The execution duration starts from the time when the request arrives at the instance and ends when the request is completed.

  • If the request arrives at 00:00:00 and ends at 00:00:05, the billing duration is 5 seconds.
  • If three requests arrive at the same time and each takes 5 seconds, the total duration is 3 x 5=15 seconds.

Single-instance multi-concurrency

The execution duration starts from the time when the first request arrives at the instance and ends when the last request is completed.

If the first request arrives at 00:00:00 and ends at 00:00:05, and the last request arrives at 00:00:03 and ends at 00:00:08. They are executed in the same instance and the total duration is 8 seconds.

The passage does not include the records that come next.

PR #846, opened 2019-11-21
Add git pre-commit checks

jenting:
## Why is this PR needed?

When file PR for review, the CI runs linter check.
It could change to locally before the user executes `git commit` to do some basic check.

## What does this PR do?

Add file `.pre-commit-config.yaml` and when the user executes `make pre-commit-install`, it will generates file `.git/hooks/pre-commit` to perform code linter check.

So later when the user executes `git commit` command, it will do the corresponding checks described in `.pre-commit-config.yaml`.

The installed hooks could be uninstalled `make pre-commit-uninstall` if the user wants to remove the git hooks locally.

This PR adds the checks based on the skuba Makefile current linter, we could increase/shrink checks in the future.
https://github.com/SUSE/skuba/blob/72adcddbcf690582448fd3ff4924c8675cf593f4/Makefile#L93-L100

By the way, git hooks cannot be force installed when cloning a repo to local. Therefore, the pre-commit tools need to manually installed when the user executes `make pre-commit-install`.

References
- https://pre-commit.com
- https://pre-commit.com/hooks.html

Here is the sample output when executes `git commit` command.
image

Demo:
- Golang: https://asciinema.org/a/uGChT4WTdptlZkbrGLJYiGu0T
- Python: https://asciinema.org/a/bjq8Ba5Nr0MvdzS5uYbxuF7Se
- Terraform: https://asciinema.org/a/fa9iLfCyJzZRdpyNI5FswjaGw

## Info for QA

N/A

### Related info

N/A

N/A

N/A

## Docs

N/A

# Merge restrictions

(Please do not edit this)

        2 approvals:
            1 developer: code is fine
            1 QA: QA is fine


Itxaka:
Looks good but jenkins failed with:

```
test -f /home/jenkins/workspace/p-jobs_caasp-v4-code-lint_PR-846/bin/bin/pre-commit || curl -sfL https://pre-commit.com/install-local.py | HOME=/home/jenkins/workspace/p-jobs_caasp-v4-code-lint_PR-846/bin python -

/bin/sh: python: command not found
```

Maybe you need to specify `python3` instead of plain python?

Makefile
```diff
@@ -106,6 +106,16 @@ deps:
...
 	test -f $(BINPATH)/shellcheck || curl -sfL "https://storage.googleapis.com/shellcheck/shellcheck-v0.4.7.linux.x86_64.tar.xz" | tar -xJv --strip-components=1 -C $(BINPATH)
 
+.PHONY: pre-commit-install
+pre-commit-install:
+	test -f $(BINPATH)/bin/pre-commit || curl -sfL https://pre-commit.com/install-local.py | HOME=$(BINPATH) python -
+	$(BINPATH)/bin/pre-commit install -t pre-commit -t commit-msg
+
+.PHONY: pre-commit-uninstall
+pre-commit-uninstall:
+	test -f $(BINPATH)/bin/pre-commit || curl -sfL https://pre-commit.com/install-local.py | HOME=$(BINPATH) python -
```
aojea: Is it possible to pin to a specific version to avoid issues with new releases?

jenting: For `install-local.py`, it does not support pass specific version when pip install.

Other installation ways are https://pre-commit.com/#install

Any better idea?

aojea: it was mostly curiosity, not a big deal :sweat_smile: 
it's fine with me, but I defer to others the approval
Thanks for the improvement

Itxaka: if pre-commit is not installed and we are calling uninstall, why install and uninstall it? we should just exit directly

scripts/commit-msg.sh
```diff
@@ -0,0 +1,37 @@
...
+      exit 1
+    fi
+  else
+    # Any line in body must not exceed 72 characters
+    if [ $length -gt 72 ]; then
+      echo "The line \"$line\" exceeds 72 characters."
+      exit 1
+    fi
+  fi
+done < "$1"
```
ereslibre: Given this check is not `Required` I would remove it from here honestly. It's sometimes very strict (e.g. if we add a URL inside the body it will very likely go over 72 characters, or if the subject is 51 characters long because it cannot be shorter...).

Makefile
jenting: The purpose is to remove the .git/hook/pre-commit which is installed by pre-commit, maybe the better way is to delete the file `.git/hook/pre-commit` directly.

PR #850, opened 2019-11-22
CI: Increase delay after joining masters

pablochacin:
## Why is this PR needed?

Several e2e tests fail due to problems derived from etcd not ready after joining a master node. 

## What does this PR do?

Increase the time between joining a master and joining
another node, to allow etcd to stabilize.

It is a followup of https://github.com/SUSE/skuba/pull/844 where the delay was introduced, increasing its value.

# Merge restrictions

(Please do not edit this)

        2 approvals:
            1 developer: code is fine
            1 QA: QA is fine


pablochacin:
> this /lgtm as long as we know it's just that etcd needs a little more time and not just a random thing.

The problem we don't know how much time it needs. It depends on many factors. I could rise the time to 5 minutes, but this makes each test last 15 minutes more. So I'm trying to find a number that works reliably without introducing too much delay for tests.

In the reserved mode, you can manage the lifecycle of function instances to achieve flexible control over computing resources. When reserved instances are configured for a function, FunctionGraph prioritizes scheduling incoming requests to these instances. If traffic exceeds the capacity of reserved resources, FunctionGraph automatically scales resources to dynamically allocate on-demand instances, ensuring service continuity.

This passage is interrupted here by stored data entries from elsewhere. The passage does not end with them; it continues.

PR #851, opened 2019-11-25
Add node relate unit-tests.

c3y1huang:
## Why is this PR needed?

Increase unit test code coverage.
Ref: https://github.com/SUSE/avant-garde/issues/744

## What does this PR do?

New Tests Include:
* GetControlPlaneNodes
  * get control plane node when cluster has 1 master.
  * get control plane node when cluster has 2 master.
  * get control plane node when cluster has 3 master.
  * get control plane node when cluster has 3 master, 1 worker.
* GetNodeWithMachineID
  * get node name matching master node machine ID.
  * get node name matching worker node machine ID.
  * get node name when machin ID does not exist.
* DrainNode
  * drain master node by eviction.
  * drain worker node by eviction.
  * drain worker node by deletion.
  * drain when node does not exist.
  * drain by eviction when pod does not exist.
  * drain by deletion when pod does not exist.
* getPodContainerImageTag
  * get pod container image tag with pod not exist.
  * get pod container image tag with pod exist in different namespace.

Lint Changes:
* Add comments to some exported functions.
* Change machineId to machineID.

Other Changes:
* Function change to use clientset interface.
* Uniform clientset interface name.
* Move getPodContainerImageTag to pod.go.

github.com/SUSE/skuba/internal/pkg/skuba/kubernetes/nodes.go (16.7%)

github.com/SUSE/skuba/internal/pkg/skuba/kubernetes/nodes.go (89.7%)

## Docs

# Merge restrictions

(Please do not edit this)

        2 approvals:
            1 developer: code is fine
            1 QA: QA is fine

### DIFF
--- a/internal/pkg/skuba/kubernetes/nodes_test.go
+++ b/internal/pkg/skuba/kubernetes/nodes_test.go
@@ -18,37 +18,326 @@
 package kubernetes
 
 import (
-	"reflect"
+	"fmt"
 	"testing"
 
-	v1 "k8s.io/api/core/v1"
+	corev1 "k8s.io/api/core/v1"
+	policyv1beta1 "k8s.io/api/policy/v1beta1"
 	metav1 "k8s.io/apimachinery/pkg/apis/meta/v1"
+	"k8s.io/apimachinery/pkg/runtime"
 	"k8s.io/client-go/kubernetes/fake"
+	ktest "k8s.io/client-go/testing"
 )
 
-func TestGetPodContainerImageTag(t *testing.T) {
-	podName := "etcd-my-master-0"
-	namespace := metav1.NamespaceSystem
-	expectedEtcdContainerImageTag := "3.3.11"
-	t.Run("get pod container image tag with clientset", func(t *testing.T) {
-		clientset := fake.NewSimpleClientset(&v1.Pod{
+var m1 = createNode("master1", true, "m1")
+var m2 = createNode("master2", true, "m2")
+var m3 = createNode("master3", true, "m3")
+var w1 = createNode("worker1", false, "w1")
+var w2 = createNode("worker2", false, "w2")
+var w3 = createNode("worker3", false, "w3")
+var invalid = createNode("invalid", false, "invalid")
+
+func addEvictionSupport(fakeClientset *fake.Clientset) {
+	podsEviction := metav1.APIResource{
+		Name:    "pods/eviction",
+		Kind:    "Eviction",
+		Group:   "",
+		Version: "v1",
+	}
+	coreResources := &metav1.APIResourceList{
+		GroupVersion: "v1",
+		APIResources: []metav1.APIResource{podsEviction},
+	}
+
+	policyResources := &metav1.APIResourceList{
+		GroupVersion: "policy/v1",
+	}
+	fakeClientset.Resources = append(fakeClientset.Resources, coreResources, policyResources)
+}
+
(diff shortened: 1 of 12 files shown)


internal/pkg/skuba/kubernetes/nodes_test.go
```diff
@@ -18,37 +18,409 @@
...
+					t.Errorf("error expected on %s, but no error reported", tt.name)
+					return
+				}
+				if err.Error() != tt.expectErrMsg {
+					t.Errorf("returned error (%v) does not match the expected one (%v)", err.Error(), tt.expectErrMsg)
+					return
+				}
+				return
+			}
+			if tt.expectErrMsg == "" {
```
jenting: This if case does not need since above has returned. [1]

internal/pkg/skuba/kubernetes/nodes_test.go
```diff
@@ -18,37 +18,409 @@
...
```
jenting: [1]

internal/pkg/skuba/kubernetes/nodes_test.go
```diff
@@ -18,37 +18,409 @@
...
+	}
+}
+
+func Test_getPodContainerImageTag(t *testing.T) {
+	fakeClientset := fake.NewSimpleClientset(
+		&corev1.NodeList{
+			Items: []corev1.Node{
+				m1, w1,
+			},
+		},
```
jenting: For testing pod, node information could be optional.

internal/pkg/skuba/kubernetes/nodes_test.go
```diff
@@ -18,37 +18,409 @@
...
+			namespace:    metav1.NamespaceSystem,
+			podName:      "invalid",
+			expectErrMsg: "could not retrieve pod object: pods \"invalid\" not found",
+		},
+	}
+
+	for _, tt := range tests {
+		tt := tt // Parallel testing
+		t.Run(tt.name, func(t *testing.T) {
+			actual, err := getPodContainerImageTag(fakeClientset, tt.namespace, tt.podName)
```
jenting: Not about this PR. But it will be great to improve it.
If possible, it would better creates two files `pod.go` and `pod_test.go` and move functions `getPodContainerImageTag` and `Test_getPodContainerImageTag` into it :)

internal/pkg/skuba/kubernetes/nodes_test.go
```diff
@@ -18,37 +18,409 @@
...
+										Name:  "test",
+										Image: "registry.suse.com/caasp/v4/test:1.1.1",
+									},
+								},
+							},
+						},
+					},
+				}
+				return true, obj, nil
+			})
```
jenting: To be honest, I don't fully understand what this purpose for. But I will not block this PR.

c3y1huang: The kubernetes fake clientset doesn't handle *selector as expected when called constraints it does not support. 
Instead of returning pods on specific node or errors, it will return all pods as there are no constraints. This leads to a false result when testing case such `drain by eviction when pod does not exist` where expecting errors. 

The address to issue, [here](https://github.com/kubernetes/client-go/issues/326) suggested to use reactor where can implement the expect matching behavior.

internal/pkg/skuba/kubernetes/nodes_test.go
c3y1huang: Good suggestion.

After reserved instances are created for a function, the code, dependencies, and initializer of the function are automatically loaded. Reserved instances are always alive in the execution environment, eliminating the influence of cold starts on your services. You are advised to configure a fixed number of reserved instances based on the service requirements, scheduled scaling, metric scaling, and intelligent recommendation policies based on traffic peaks and troughs.

Note:

To ensure service stability and reliability, do not rely on the initializer of the reserved instance to execute one-time services.

Billing mode:

For details, see the execution duration (reserved instances) billing item in Billing Items and Reserved Instance Billing.

Specifications

  • CPU instance

    CPU instances include the following specifications.

    Table 2 CPU instance specifications

    Memory

    Max. Code Package Size

    Max. Execution Duration

    Max. Disk Size

    128–32,768 MB

    The value must be a multiple of 64.

    • ZIP file: 1.5 GB (after decompression)
    • OBS bucket: 300 MB (after compression)

    259,200s

    If the execution takes longer than 900 seconds, use asynchronous invocation.

    The value can be 512 MB (default) or 10 GB.

  • GPU instance

    GPU instances have the following specifications.

    Table 3 GPU instance specifications

    GPU

    Total Graphics Memory

    Compute (TFLOPS)

    Optional Split Specifications

    On-demand Mode

    Reserved Mode

    Idle Mode

    NVIDIA T4

    16 GB

    FP16

    FP32

    Graphics Memory (MB)

    Memory (MB)

    Supported

    Supported

    Supported

    65

    8

    1024–16384 (1–16 GB)

    The value must be a multiple of 1024 MB.

    128–32768

    The value must be a multiple of 64.